**Action item**:
If a line in the data below holds the word "marshalNormalizedJSON", copy it.

——————————

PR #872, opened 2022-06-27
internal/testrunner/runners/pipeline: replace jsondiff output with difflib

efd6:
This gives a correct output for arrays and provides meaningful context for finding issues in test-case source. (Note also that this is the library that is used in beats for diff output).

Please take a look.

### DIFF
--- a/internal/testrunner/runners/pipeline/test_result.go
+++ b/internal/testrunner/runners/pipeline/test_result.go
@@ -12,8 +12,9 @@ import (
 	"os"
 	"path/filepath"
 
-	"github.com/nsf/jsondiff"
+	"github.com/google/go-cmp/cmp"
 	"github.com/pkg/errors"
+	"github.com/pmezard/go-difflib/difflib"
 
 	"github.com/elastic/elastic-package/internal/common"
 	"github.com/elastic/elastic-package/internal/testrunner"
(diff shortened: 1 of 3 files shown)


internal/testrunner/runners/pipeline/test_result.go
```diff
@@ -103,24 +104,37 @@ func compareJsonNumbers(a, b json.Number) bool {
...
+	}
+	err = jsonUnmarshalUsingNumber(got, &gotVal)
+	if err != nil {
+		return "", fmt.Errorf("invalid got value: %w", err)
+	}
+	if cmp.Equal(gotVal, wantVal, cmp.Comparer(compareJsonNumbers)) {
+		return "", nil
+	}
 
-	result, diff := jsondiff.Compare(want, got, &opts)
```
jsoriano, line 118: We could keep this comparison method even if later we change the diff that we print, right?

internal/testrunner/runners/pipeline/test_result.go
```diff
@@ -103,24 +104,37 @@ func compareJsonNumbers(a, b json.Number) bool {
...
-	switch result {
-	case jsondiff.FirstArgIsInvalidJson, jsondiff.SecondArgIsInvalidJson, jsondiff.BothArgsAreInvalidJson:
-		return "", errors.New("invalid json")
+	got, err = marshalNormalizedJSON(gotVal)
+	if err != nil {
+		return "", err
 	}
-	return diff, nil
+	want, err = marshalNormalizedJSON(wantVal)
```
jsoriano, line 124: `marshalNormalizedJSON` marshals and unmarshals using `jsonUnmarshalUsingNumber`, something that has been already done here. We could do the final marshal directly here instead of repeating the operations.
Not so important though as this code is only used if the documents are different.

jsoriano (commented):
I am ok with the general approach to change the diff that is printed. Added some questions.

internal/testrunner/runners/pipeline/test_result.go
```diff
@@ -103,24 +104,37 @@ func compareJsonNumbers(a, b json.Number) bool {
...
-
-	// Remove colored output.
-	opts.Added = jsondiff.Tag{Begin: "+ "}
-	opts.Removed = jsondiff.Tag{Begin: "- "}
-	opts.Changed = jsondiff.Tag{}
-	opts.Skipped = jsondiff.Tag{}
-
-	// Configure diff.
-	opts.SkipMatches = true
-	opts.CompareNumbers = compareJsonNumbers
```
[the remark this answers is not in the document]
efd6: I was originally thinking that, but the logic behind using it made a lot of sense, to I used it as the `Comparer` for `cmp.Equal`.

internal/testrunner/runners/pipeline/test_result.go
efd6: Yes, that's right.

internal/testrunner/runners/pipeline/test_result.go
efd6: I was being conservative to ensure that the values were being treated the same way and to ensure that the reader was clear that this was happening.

——————————

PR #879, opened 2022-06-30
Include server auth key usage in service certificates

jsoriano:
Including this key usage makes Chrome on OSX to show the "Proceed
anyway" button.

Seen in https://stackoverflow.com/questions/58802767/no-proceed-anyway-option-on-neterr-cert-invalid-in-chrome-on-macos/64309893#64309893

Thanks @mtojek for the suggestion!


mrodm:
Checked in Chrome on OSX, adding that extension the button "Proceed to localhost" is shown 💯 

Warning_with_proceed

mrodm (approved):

——————————

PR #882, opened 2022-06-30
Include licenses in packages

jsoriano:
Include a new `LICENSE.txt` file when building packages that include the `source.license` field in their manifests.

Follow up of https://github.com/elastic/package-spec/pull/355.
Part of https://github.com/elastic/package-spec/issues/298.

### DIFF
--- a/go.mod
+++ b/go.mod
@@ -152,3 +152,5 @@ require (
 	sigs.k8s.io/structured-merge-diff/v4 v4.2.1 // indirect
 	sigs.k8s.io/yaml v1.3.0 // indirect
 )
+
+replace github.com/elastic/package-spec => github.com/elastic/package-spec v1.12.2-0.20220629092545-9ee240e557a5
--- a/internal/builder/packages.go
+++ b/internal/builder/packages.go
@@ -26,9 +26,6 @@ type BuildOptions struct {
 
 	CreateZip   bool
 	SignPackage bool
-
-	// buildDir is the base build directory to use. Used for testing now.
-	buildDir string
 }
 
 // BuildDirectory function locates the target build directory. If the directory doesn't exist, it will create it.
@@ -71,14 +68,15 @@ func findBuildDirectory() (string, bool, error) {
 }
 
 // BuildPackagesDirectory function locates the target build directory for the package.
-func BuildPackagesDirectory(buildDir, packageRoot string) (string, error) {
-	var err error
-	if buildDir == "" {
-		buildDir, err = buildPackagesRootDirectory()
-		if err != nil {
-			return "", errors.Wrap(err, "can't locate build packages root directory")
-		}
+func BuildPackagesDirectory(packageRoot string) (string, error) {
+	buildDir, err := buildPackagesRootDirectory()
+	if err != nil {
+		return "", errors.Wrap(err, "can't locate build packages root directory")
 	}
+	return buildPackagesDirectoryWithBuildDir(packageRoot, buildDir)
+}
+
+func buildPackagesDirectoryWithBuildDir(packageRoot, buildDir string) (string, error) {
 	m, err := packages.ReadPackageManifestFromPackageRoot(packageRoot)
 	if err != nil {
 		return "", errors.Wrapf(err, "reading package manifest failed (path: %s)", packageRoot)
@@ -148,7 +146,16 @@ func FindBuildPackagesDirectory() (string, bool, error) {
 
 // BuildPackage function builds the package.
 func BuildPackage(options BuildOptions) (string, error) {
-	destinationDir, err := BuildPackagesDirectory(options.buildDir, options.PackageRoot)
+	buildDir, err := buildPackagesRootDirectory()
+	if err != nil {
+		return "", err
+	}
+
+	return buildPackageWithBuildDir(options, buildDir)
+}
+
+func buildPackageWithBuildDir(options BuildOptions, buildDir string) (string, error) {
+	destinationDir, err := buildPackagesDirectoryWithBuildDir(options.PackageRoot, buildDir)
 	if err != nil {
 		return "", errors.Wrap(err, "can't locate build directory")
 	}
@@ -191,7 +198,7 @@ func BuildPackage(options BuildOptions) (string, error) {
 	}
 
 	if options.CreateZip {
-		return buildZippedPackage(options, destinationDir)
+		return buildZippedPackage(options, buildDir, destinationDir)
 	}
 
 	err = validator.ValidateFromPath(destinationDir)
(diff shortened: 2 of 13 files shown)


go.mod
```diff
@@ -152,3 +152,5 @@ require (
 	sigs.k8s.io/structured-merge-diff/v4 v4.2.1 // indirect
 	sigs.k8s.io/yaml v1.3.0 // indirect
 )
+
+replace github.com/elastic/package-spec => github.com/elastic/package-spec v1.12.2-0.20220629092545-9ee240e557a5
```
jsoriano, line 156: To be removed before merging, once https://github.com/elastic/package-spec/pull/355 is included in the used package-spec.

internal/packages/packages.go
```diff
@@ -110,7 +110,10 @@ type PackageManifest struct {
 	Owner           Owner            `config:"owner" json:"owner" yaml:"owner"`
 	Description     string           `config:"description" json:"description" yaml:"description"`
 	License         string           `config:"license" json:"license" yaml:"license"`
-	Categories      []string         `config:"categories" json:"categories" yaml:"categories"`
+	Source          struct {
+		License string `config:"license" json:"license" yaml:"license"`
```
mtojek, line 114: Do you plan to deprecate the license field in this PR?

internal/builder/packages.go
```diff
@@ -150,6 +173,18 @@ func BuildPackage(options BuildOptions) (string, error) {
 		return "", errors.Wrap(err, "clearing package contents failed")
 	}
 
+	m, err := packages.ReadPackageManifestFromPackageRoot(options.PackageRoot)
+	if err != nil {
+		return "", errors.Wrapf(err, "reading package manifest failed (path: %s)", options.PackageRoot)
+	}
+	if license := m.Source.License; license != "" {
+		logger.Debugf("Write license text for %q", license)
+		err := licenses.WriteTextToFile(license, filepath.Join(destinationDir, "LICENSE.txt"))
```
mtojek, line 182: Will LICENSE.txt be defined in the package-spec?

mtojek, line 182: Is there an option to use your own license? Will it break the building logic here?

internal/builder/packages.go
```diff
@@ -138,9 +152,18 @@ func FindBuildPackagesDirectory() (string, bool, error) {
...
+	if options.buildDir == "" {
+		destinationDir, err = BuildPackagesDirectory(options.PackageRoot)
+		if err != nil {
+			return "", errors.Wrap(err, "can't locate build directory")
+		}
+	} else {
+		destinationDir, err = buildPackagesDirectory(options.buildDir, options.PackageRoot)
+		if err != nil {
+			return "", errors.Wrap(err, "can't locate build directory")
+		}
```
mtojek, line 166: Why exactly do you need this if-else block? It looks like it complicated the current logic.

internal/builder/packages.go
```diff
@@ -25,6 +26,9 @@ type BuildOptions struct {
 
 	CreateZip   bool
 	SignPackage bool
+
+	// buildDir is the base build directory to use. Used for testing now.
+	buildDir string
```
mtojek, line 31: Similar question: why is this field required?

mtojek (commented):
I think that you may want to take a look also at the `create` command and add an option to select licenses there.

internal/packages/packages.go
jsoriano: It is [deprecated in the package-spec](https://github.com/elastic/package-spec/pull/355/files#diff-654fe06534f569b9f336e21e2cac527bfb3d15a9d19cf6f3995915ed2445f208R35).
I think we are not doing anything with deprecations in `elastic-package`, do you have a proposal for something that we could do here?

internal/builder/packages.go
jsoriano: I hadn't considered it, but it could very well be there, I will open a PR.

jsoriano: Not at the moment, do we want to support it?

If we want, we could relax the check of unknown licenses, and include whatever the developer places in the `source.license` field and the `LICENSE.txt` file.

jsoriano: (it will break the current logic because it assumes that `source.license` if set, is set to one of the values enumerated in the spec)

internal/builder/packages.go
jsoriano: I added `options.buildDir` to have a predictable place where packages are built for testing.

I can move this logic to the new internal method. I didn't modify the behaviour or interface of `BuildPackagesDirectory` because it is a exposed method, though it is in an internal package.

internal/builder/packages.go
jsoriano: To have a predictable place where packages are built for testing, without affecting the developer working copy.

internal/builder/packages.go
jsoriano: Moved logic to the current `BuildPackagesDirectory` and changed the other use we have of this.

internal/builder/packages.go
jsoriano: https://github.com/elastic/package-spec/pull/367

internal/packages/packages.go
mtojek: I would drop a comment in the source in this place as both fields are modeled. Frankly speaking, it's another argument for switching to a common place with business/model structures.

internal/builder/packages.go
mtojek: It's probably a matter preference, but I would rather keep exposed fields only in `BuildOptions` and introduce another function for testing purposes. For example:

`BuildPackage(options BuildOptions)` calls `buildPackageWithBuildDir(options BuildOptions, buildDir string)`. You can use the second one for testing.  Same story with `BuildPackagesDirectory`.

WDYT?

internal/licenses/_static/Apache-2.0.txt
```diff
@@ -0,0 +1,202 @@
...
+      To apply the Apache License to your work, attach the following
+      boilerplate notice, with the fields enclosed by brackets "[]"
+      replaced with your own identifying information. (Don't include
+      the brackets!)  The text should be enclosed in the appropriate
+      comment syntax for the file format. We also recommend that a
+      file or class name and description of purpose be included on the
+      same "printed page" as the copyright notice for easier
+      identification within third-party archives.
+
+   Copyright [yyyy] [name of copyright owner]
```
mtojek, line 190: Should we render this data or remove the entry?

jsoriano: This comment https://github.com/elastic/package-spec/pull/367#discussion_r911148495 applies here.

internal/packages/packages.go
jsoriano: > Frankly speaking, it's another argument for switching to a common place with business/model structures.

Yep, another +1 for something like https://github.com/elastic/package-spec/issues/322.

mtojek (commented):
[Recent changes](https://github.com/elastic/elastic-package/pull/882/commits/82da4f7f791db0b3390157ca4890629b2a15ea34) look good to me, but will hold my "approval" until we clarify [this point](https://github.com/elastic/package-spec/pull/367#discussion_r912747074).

——————————

**Output of the task**:
+	got, err = marshalNormalizedJSON(gotVal)
+	want, err = marshalNormalizedJSON(wantVal)
jsoriano, line 124: `marshalNormalizedJSON` marshals and unmarshals using `jsonUnmarshalUsingNumber`, something that has been already done here. We could do the final marshal directly here instead of repeating the operations.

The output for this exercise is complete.